The synergy between AI research and neuroscience is fascinating, and becoming more so. Knowledge of how organic brains function is informing our approaches to artificial intelligence, and research into AI is informing our understanding of neuroscience. I think this process will eventually lead to an artificial human brain, but it’s very hard to predict how long this will take.

Meanwhile, we are beginning to see the fruits of AI algorithms that employ neural nets or try to recapitulate organic learning in some way. A team at the University of Texas has published a paper in which they present yet another example of this – teaching an AI to quickly gather visual information about their environment from a few “glimpses.”

Human perception evolved to be fast and efficient, to infer our environment from as little information as possible. The advantage of this is speed – there is obviously an advantage to perceiving something flying at your head, or a predator stalking you, as quickly as possible. Our brains use algorithm to make high probability inference to construct our perception of the environment from tiny slices of information. This process works very well, and most of the time we accurately perceive our environment sufficiently to move around and interact with it.
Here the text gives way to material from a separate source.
PR #1468, opened 2021-02-24
Add an array access expression for runtime arrays

alan-baker:
* Missing expression for runtime-sized arrays
  * Limited to range [0, arrayLength(e) - 1]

However, this system is not perfect. It occasionally will make incorrect inferences or assumptions, and reconstruct reality wrong. We experience such occasions as optical illusions (if we ever break the incorrect construction, otherwise we persist in the wrong perception). This happens, for example, when our brains receive insufficient information or ambiguous information. When observing objects in the sky we may lack a reference in order to judge size and distance. Low light conditions may obscure much of what we see. Unusual objects or environments may challenge the algorithms assumptions.

Evolution has essentially given us a trade-off – we use the limited processing and perception of our brains to quickly construct a picture of reality, accepting that there will be flaws. Likely we evolved an optimal balance between speed and accuracy, within the limits of our brain’s raw power. There is also another element in the mix, attention. We can alter our attention to adjust the balance between speed and accuracy, focusing closely on something and taking the time to analyze it carefully. Or we could be on the alert for anything unexpected, or we might be focusing internally and not paying much attention to the world. Our attention allocates our limited resources as the situation requires.

Computers face many similar challenges. They have limited processing power or communication speed, and programmers are always looking for ways to do more faster with less. I remember the early days of video streaming. It was rough. Then programmers realized they did not have to send every frame of video in its entirety. They only really had to send information on which pixels changed from the previous image. This dramatically increased the smoothness and speed of streaming video, but also created some artifacts (weirdly shifting foregrounds and backgrounds). But as the tech improved, these artifacts disappeared. Throughput also improved, and now video streaming is much better.

In similar fashion, the new study involves an AI algorithm whose purpose is to allow a computer to take snap shots of its environment to quickly infer its entire surroundings. Processing each image takes time, and gathering visual information about a 360 degree environment would be relatively slow. There may be situations, like a search and rescue, in which time is of the essence. So what this AI does is start with training by looking at thousands of images. What it is trying to do is decide what the best next snap shot of its environment would be to most quickly and accurately infer its entire environment. The authors write:

We propose a reinforcement learning solution, where the agent is rewarded for reducing its uncertainty about the unobserved portions of its environment. Specifically, the agent is trained to select a short sequence of glimpses, after which it must infer the appearance of its full environment.

This is similar to the video streaming approach – ignore information that is not of value or is not needed. There is a certain predictability to reality – if you image the bottom of a column, it probably goes all the way up to the ceiling. Walls probably don’t suddenly stop for no reason. Part of a tree is probably connected to a whole tree.

As such algorithms “evolve” (in the technology sense), they will likely optimize the balance of speed and accuracy. I can also imagine that, like the human brain, the algorithm may eventually include a process for adjusting the algorithm itself based on the current situation. If the environment is more chaotic, for example, it may need to slow down and improve accuracy. A demolished building is likely much less predictable than an intact one. The AI may also need to allocate its “attention.” If it sees something of interest (like a wounded victim), it will focus on it, slow down, and gather detailed information.

The really cool thing is that AIs are trying to do the same things that organic brains do, and are facing the same limitations and trade-offs. The solutions that evolution stumbled upon are likely to be useful in the development of AI as well.

One critical difference, however, is that the pace of technological advancement is much faster than evolution. We could not simply evolve a brain with 10 times the processing power quickly (well, we did but it took millions of years). But our AIs will be 10 times faster within a generation. It’s always better to be more efficient than less efficient, but improvement in raw power may obviate the need for some trade-offs. Future AIs may be able to process their entire 360 degree environment in detail so quickly that we don’t have to sacrifice accuracy for speed.

But as we solve issues with using AI to navigate and interact with the real world, to learn and to problem-solve, we are increasingly using and finding solutions similar to the solutions that naturally evolved. It’s a fascinating process, and I think it will lead to a greater and deeper understanding of the nature of intelligence itself.